**Exercise:** Stop at the line containing "Stacked on #1803": every line of the listing from the first up to that one must be set down exactly.

**Supplied material:**
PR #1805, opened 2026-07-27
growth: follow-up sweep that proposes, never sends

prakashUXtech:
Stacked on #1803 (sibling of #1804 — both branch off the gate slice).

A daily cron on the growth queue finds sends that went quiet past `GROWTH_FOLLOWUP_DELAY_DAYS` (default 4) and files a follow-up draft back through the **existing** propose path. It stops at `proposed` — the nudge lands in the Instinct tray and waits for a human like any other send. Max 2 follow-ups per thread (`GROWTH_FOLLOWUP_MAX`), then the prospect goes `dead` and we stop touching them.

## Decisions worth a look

**Solution to the exercise:**
PR #1805, opened 2026-07-27
growth: follow-up sweep that proposes, never sends

prakashUXtech:
Stacked on #1803 (sibling of #1804 — both branch off the gate slice).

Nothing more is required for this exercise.